私がこの小説を書いたのは2008年から09年頃です。当時、インドネシアでは権威主義体制が崩壊してイスラームの復興が高まり、公共空間におけるイスラーム的なものが目に見えるように増えていました。そこでは保守的なイスラームの表象が増え、女性たちは突然ヒジャブを着用することを期待されるようになりました。もちろん私は、自らの意思でヒジャブをまとう女性を強く支持しますが、当時は圧力からそうしている人も多かったんです。そしてイスラーム的でない格好をしている女性に対して、多くの偏見もありました。
だから本作の主人公も、伝統に対して非常に反抗的です。そういった意味では『彷徨』は非常に世俗的な小説ですね。もっとも今の私は、自分の世俗的な視点にも批判的であろうとしています。
9年がかりの執筆
――この作品では、世界各地の童話や民話を引用していますね。その上で『きみならどうする?』シリーズの構成を使って、物語の展開を自分で選ぶという、いわゆるゲームブックの形式で小説にしています。それらは子どもの頃から馴染みがあった本ですか?
『きみならどうする?』(Choose Your Own Adventure)は70年代からアメリカで出版されたシリーズですが、80年代から90年代はじめにかけて、ジャカルタの大手出版社で『彷徨』の出版元であるグラメディアからインドネシア語に翻訳されて出版されていました。『グースバンプス』みたいなホラー作品にも同様のゲームブック形式の、自分で選ぶタイプの本がありました。そうした本を読んで育ちました。
子どもやヤングアダルト向けのそうした本には、宇宙旅行とか、SF的な要素が豊富でとても魅了されました。物語の中で自分が選択し、自分自身のストーリーを選び取っていくという発想に強く惹かれました。
ただ、この小説を書くとき、子ども向けじゃなくて大人のための本にしたかったんです。移民やグローバリゼーションの問題、私たちがつながっているのに同時に断絶している現代について語るために、この「自分で選ぶ冒険」というジャンルを応用しようと考えました。
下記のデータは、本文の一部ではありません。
PR #8415, opened 2018-10-20
Correctly detect if KeyManagerFactory is supported by OpenSSL even wh…

normanmaurer:
…en sun.security.x509.* can not be accessed and bouncycastle is not on the classpath.

Motivation:

OpenSsl used SelfSignedCertificate in its static init block to detect if KeyManagerFactory is supported. Unfortunally this only works when either sun.security.x509.* can be accessed or bouncycastle is on the classpath.
We should not depend on either of it.

This came up in https://github.com/netty/netty-tcnative/issues/404#issuecomment-431551890.

Modifications:

Just directly use the bytes to generate the X509Certificate and so not depend on sun.security.x509.* / bouncycastle.

Result:

Correctly be able to detect if KeyManagerFactory can be supported in all cases.

### DIFF
--- a/handler/src/main/java/io/netty/handler/ssl/OpenSsl.java
+++ b/handler/src/main/java/io/netty/handler/ssl/OpenSsl.java
@@ -18,7 +18,6 @@ package io.netty.handler.ssl;
 
 import io.netty.buffer.ByteBuf;
 import io.netty.buffer.ByteBufAllocator;
-import io.netty.handler.ssl.util.SelfSignedCertificate;
 import io.netty.internal.tcnative.Buffer;
 import io.netty.internal.tcnative.Library;
 import io.netty.internal.tcnative.SSL;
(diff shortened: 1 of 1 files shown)


normanmaurer:
@ejona86 @carl-mastrangelo @trustin let me know if I should use a different hostname for the self-signed cert bytes. That said it really not matters at all.

handler/src/main/java/io/netty/handler/ssl/OpenSsl.java
```diff
@@ -172,8 +173,40 @@
                             logger.debug("Hostname Verification not supported.");
                         }
                         try {
-                            cert = new SelfSignedCertificate();
-                            certBio = ReferenceCountedOpenSslContext.toBIO(ByteBufAllocator.DEFAULT, cert.cert());
+                            // Bytes of Self-Signed certificate for netty.io
+                            byte[] certBytes =
+                                    { 48, -126, 1, -92, 48, -126, 1, 13, -96, 3, 2, 1, 2, 2, 9, 0, -9, 61,
```
trustin: nit: Curly brace should be at the end of the previous line.

handler/src/main/java/io/netty/handler/ssl/OpenSsl.java
```diff
@@ -172,8 +173,40 @@
                             logger.debug("Hostname Verification not supported.");
                         }
                         try {
-                            cert = new SelfSignedCertificate();
-                            certBio = ReferenceCountedOpenSslContext.toBIO(ByteBufAllocator.DEFAULT, cert.cert());
+                            // Bytes of Self-Signed certificate for netty.io
```
trustin: nit: Self-Signed -> self-signed

normanmaurer: done

PR #8420, opened 2018-10-22
Avoid allocations when wrapping byte[] and ByteBuffer arrays as ByteBuf

njhill:
Motivation:

`Unpooled.wrap(byte[]...)` and `Unpooled.wrap(ByteBuffer...)` currently allocate/copy an intermediate `ByteBuf` `ArrayList` and array, which can be avoided.

Modifications:

- Define new internal `ByteWrapper` interface and add a `CompositeByteBuf` constructor which takes a `ByteWrapper` with an array of the type that it wraps; modify the appropriate `Unpooled.wrap(...)` methods to take advantage of it
- Tidy up other constructors in `CompositeByteBuf` to remove duplication and misleading `len` arg (which is really an end offset into provided array)

Result:

Less allocation/copying when wrapping `byte[]` and `ByteBuffer` arrays, tidier code.

### DIFF
--- a/buffer/src/main/java/io/netty/buffer/CompositeByteBuf.java
+++ b/buffer/src/main/java/io/netty/buffer/CompositeByteBuf.java
@@ -53,61 +53,81 @@ public class CompositeByteBuf extends AbstractReferenceCountedByteBuf implements
 
     private boolean freed;
 
-    public CompositeByteBuf(ByteBufAllocator alloc, boolean direct, int maxNumComponents) {
+    private CompositeByteBuf(ByteBufAllocator alloc, boolean direct, int maxNumComponents, int initSize) {
         super(AbstractByteBufAllocator.DEFAULT_MAX_CAPACITY);
         if (alloc == null) {
             throw new NullPointerException("alloc");
         }
+        if (maxNumComponents < 2) {
+            throw new IllegalArgumentException(
+                    "maxNumComponents: " + maxNumComponents + " (expected: >= 2)");
+        }
         this.alloc = alloc;
         this.direct = direct;
         this.maxNumComponents = maxNumComponents;
-        components = newList(0, maxNumComponents);
+        components = newList(initSize, maxNumComponents);
+    }
+
+    public CompositeByteBuf(ByteBufAllocator alloc, boolean direct, int maxNumComponents) {
+        this(alloc, direct, maxNumComponents, 0);
     }
 
     public CompositeByteBuf(ByteBufAllocator alloc, boolean direct, int maxNumComponents, ByteBuf... buffers) {
         this(alloc, direct, maxNumComponents, buffers, 0, buffers.length);
     }
 
-    CompositeByteBuf(
-            ByteBufAllocator alloc, boolean direct, int maxNumComponents, ByteBuf[] buffers, int offset, int len) {
-        super(AbstractByteBufAllocator.DEFAULT_MAX_CAPACITY);
-        if (alloc == null) {
-            throw new NullPointerException("alloc");
-        }
-        if (maxNumComponents < 2) {
-            throw new IllegalArgumentException(
-                    "maxNumComponents: " + maxNumComponents + " (expected: >= 2)");
-        }
+    CompositeByteBuf(ByteBufAllocator alloc, boolean direct, int maxNumComponents,
+            ByteBuf[] buffers, int offset, int endOffset) {
+        this(alloc, direct, maxNumComponents, endOffset - offset);
 
-        this.alloc = alloc;
-        this.direct = direct;
-        this.maxNumComponents = maxNumComponents;
-        components = newList(len, maxNumComponents);
-
-        addComponents0(false, 0, buffers, offset, len);
+        addComponents0(false, 0, buffers, offset, endOffset);
         consolidateIfNeeded();
         setIndex(0, capacity());
     }
 
     public CompositeByteBuf(
             ByteBufAllocator alloc, boolean direct, int maxNumComponents, Iterable<ByteBuf> buffers) {
-        super(AbstractByteBufAllocator.DEFAULT_MAX_CAPACITY);
-        if (alloc == null) {
-            throw new NullPointerException("alloc");
-        }
-        if (maxNumComponents < 2) {
-            throw new IllegalArgumentException(
-                    "maxNumComponents: " + maxNumComponents + " (expected: >= 2)");
-        }
-
-        int len = buffers instanceof Collection ? ((Collection<ByteBuf>) buffers).size() : 0;
-
-        this.alloc = alloc;
-        this.direct = direct;
-        this.maxNumComponents = maxNumComponents;
-        components = newList(len, maxNumComponents);
+        this(alloc, direct, maxNumComponents,
+                buffers instanceof Collection ? ((Collection<ByteBuf>) buffers).size() : 0);
 
         addComponents0(false, 0, buffers);
+        consolidateIfNeeded();
+        setIndex(0, capacity());
+    }
+
+    // support passing arrays of other types instead of having to copy to a ByteBuf[] first
+    interface ByteWrapper<T> {
+        ByteBuf wrap(T bytes);
+        boolean isEmpty(T bytes);
+    }
+
+    static final ByteWrapper<byte[]> BYTE_ARRAY_WRAPPER = new ByteWrapper<byte[]>() {
+        @Override
+        public ByteBuf wrap(byte[] bytes) {
+            return Unpooled.wrappedBuffer(bytes);
+        }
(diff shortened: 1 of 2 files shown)


normanmaurer:
@netty-bot test this please

buffer/src/main/java/io/netty/buffer/Unpooled.java
```diff
@@ -262,38 +262,86 @@ public static ByteBuf wrappedBuffer(ByteBuffer... buffers) {
...
+        }
+
+        int maxSize() {
+            return array.length - start;
+        }
+
+        @Override
+        public Iterator<ByteBuf> iterator() {
+            return new Iterator<ByteBuf>() {
+                int i = start;
```
normanmaurer: nit: private

buffer/src/main/java/io/netty/buffer/Unpooled.java
```diff
@@ -262,38 +262,86 @@ public static ByteBuf wrappedBuffer(ByteBuffer... buffers) {
...
+                    return;
+                }
+                if (!isEmpty(array[i])) {
+                    start = i;
+                    return;
+                }
+            }
+        }
+
+        int maxSize() {
```
normanmaurer: final

buffer/src/main/java/io/netty/buffer/Unpooled.java
```diff
@@ -262,38 +262,86 @@ public static ByteBuf wrappedBuffer(ByteBuffer... buffers) {
         return wrappedBuffer(buffers.length, buffers);
     }
 
+    // used to avoid temporary array allocation/copy when wrapping byte[][] and ByteBuffer[]
+    abstract static class WrappingIterable<T> implements Iterable<ByteBuf> {
+        private final T[] array;
+        private final int start;
+
+        protected WrappingIterable(T[] array) {
+            this.array = array;
```
normanmaurer: Is it really safe to not call `clone()` ?

buffer/src/main/java/io/netty/buffer/Unpooled.java
normanmaurer: nit: private

buffer/src/main/java/io/netty/buffer/Unpooled.java
```diff
@@ -262,38 +262,86 @@ public static ByteBuf wrappedBuffer(ByteBuffer... buffers) {
...
+                        }
+                    }
+                    return false;
+                }
+
+                @Override
+                public ByteBuf next() {
+                    if (hasNext()) {
+                        return wrap(array[i++]);
+                    }
```
normanmaurer: You could make this a bit more efficient by merge some code of `hasNext` in here you will need to do two array access here.

buffer/src/main/java/io/netty/buffer/Unpooled.java
```diff
@@ -262,38 +262,86 @@ public static ByteBuf wrappedBuffer(ByteBuffer... buffers) {
...
+        }
+
+        @Override
+        public Iterator<ByteBuf> iterator() {
+            return new Iterator<ByteBuf>() {
+                int i = start;
+
+                @Override
+                public boolean hasNext() {
+                    for (; i < array.length && array[i] != null; i++) {
```
normanmaurer: You should assign `array[I]` to something and re-use it, as at the moment you access each element two times.

buffer/src/main/java/io/netty/buffer/Unpooled.java
```diff
@@ -337,31 +385,27 @@ public static ByteBuf wrappedBuffer(int maxNumComponents, ByteBuf... buffers) {
...
+                ByteBuf wrap(ByteBuffer b) {
+                    return wrappedBuffer(b.order(BIG_ENDIAN));
                 }
-            }
-
-            if (!components.isEmpty()) {
-                return new CompositeByteBuf(ALLOC, false, maxNumComponents, components);
-            }
+            };
+            return iterable.maxSize() <= 0 ? EMPTY_BUFFER
```
normanmaurer: == 0 ?

buffer/src/main/java/io/netty/buffer/CompositeByteBuf.java
```diff
@@ -367,31 +371,35 @@ private int addComponents0(boolean increaseIndex, int cIndex, Iterable<ByteBuf>
...
-                        }
+            }
+            return cIndex;
+        } finally {
+            while (it.hasNext()) {
+                ByteBuf b = it.next();
+                if (b != null) {
+                    try {
+                        b.release();
+                    } catch (Throwable ignored) {
```
normanmaurer: just use `ReferenceCountedUtil.safeRelease`

buffer/src/main/java/io/netty/buffer/CompositeByteBuf.java
```diff
@@ -101,6 +102,9 @@ public CompositeByteBuf(
         }
 
         int len = buffers instanceof Collection ? ((Collection<ByteBuf>) buffers).size() : 0;
+        if (buffers instanceof Unpooled.WrappingIterable) {
+            len = ((Unpooled.WrappingIterable<?>) buffers).maxSize();
+        }
```
normanmaurer: Should we merge the two instanceof things ?

```
if (buffers instanceof Unpooled....) {
   len = ...
} else if (buffers instanceof Collection) {
    len = ...;
} else {
    len = 0;
}
```

buffer/src/main/java/io/netty/buffer/Unpooled.java
njhill: @normanmaurer I think so - `CompositeByteBuf` doesn't retain a reference to any `ByteBuf` array or `Iterable` passed to its constructors, it just extracts the contained `ByteBuf`s within the context of the ctor. Unless I am missing something (very possible!)

I've now addressed all the other comments.

buffer/src/main/java/io/netty/buffer/CompositeByteBuf.java
normanmaurer: @njhill did you miss this one ?

buffer/src/main/java/io/netty/buffer/Unpooled.java
normanmaurer: @njhill ...

buffer/src/main/java/io/netty/buffer/Unpooled.java
normanmaurer: I think if this is the assumption (did not check this yet) we should add a comment. Also I think we should maybe better the Iterable into the CompositeByteBuf then as it has a clear contract with it.

buffer/src/main/java/io/netty/buffer/Unpooled.java
njhill: @normanmaurer i think this may be a github quirk - it didn't update the PR front page with the change, but I did make it (actually refactored the iterator a bit more to address this) - check the changes tab/commits

buffer/src/main/java/io/netty/buffer/CompositeByteBuf.java
njhill: @normanmaurer no I didn't miss it, check the changes tab/commits ... I think it's a github quirk making it show the old version here still

buffer/src/main/java/io/netty/buffer/Unpooled.java
njhill: Agree with both... and actually I think maybe simpler would just be a generic package-private constructor for CBB which takes a `T[]` where `T extends ByteHolder` where the byte holder is internal interface with the wrap methods, will update this PR when I get a chance.

njhill:
@normanmaurer I've made some simplifications mostly based on the prior discussion:
- Replace `WrappingIterable` with a simpler approach which uses a new `ByteWrapper` interface defined in `CompositeByteBuf` rather than `Unpooled`
- Simplify `CompositeByteBuf` constructor duplication, rename misleadingly-named `len` constructor args to `endOffset`
- Revert some of the other changes to `CompositeByteBuf` which are now included in #8437

Should I just also merge the rest into #8437 and close this one?

normanmaurer:
@njhill I think its useful to keep this separated... The other PR is already huge. Let me review this one first.

normanmaurer:
@netty-bot test this please

normanmaurer:
@njhill can you just squash and adjust commit message. After this I will merge...

thanks a lot!

njhill:
@normanmaurer done, thanks! and then I will rebase the other one

normanmaurer:
@njhill merged 👍

carl-mastrangelo:
LGTM

PR #8421, opened 2018-10-22
Update to JDK 12 EA16 when running CI jobs against JDK 12.

normanmaurer:
Motivation:

A new EA release was done, we should always run against the latest.

Modifications:

Update to EA 16.

Result:

CI runs with latest EA release for JDK12.


normanmaurer:
@netty-bot test this please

――複数のプロットを構成するのは大変だったのではないですか? この作品は執筆に9年かかったとエッセイに書かれていましたね。
はい、9年かかりました。ただそのうちの2年間ほどは、博士論文を書いていて本に取り組まなかった時期もありました。
執筆はなかなか難しかったです。まず大きな紙を用意して、そこに分岐する展開を地図のように描き出していきました。そういう地図作りにかなりの労力を費やしました。けれど最終的には物語をたくさん加えてしまって、地図は放棄しました。ストーリーが多すぎたんです。
イギリスのペンギン・ランダムハウスから英訳版が出すことになった時も、出版社の方が新しいマップを作っていたそうです。読者の中には創造性が豊かな人もいますね。日本の読者の方も、地図を作ってみるといいかもしれません。実際にこれまでも、手書きで地図を描いた読者もいれば、ソフトを使って地図を作った人もいました。
(後編ではいよいよ本作の内容について伺います! 10月10日(金)正午公開予定)
聞き手・翻訳:春秋社編集部
2025年9月18日 春秋社にて収録
インタン・パラマディタさんの新刊『彷徨 あなたが選ぶ赤い靴の冒険』は春秋社アジア文芸ライブラリーより10月下旬発売です。
インタン・パラマディタ 著
太田りべか 訳
ISBN:9784393455135
Cコード: 0097
判型・ページ数:四六・612ページ
定価 4,400 円(本体 4,000 円+税)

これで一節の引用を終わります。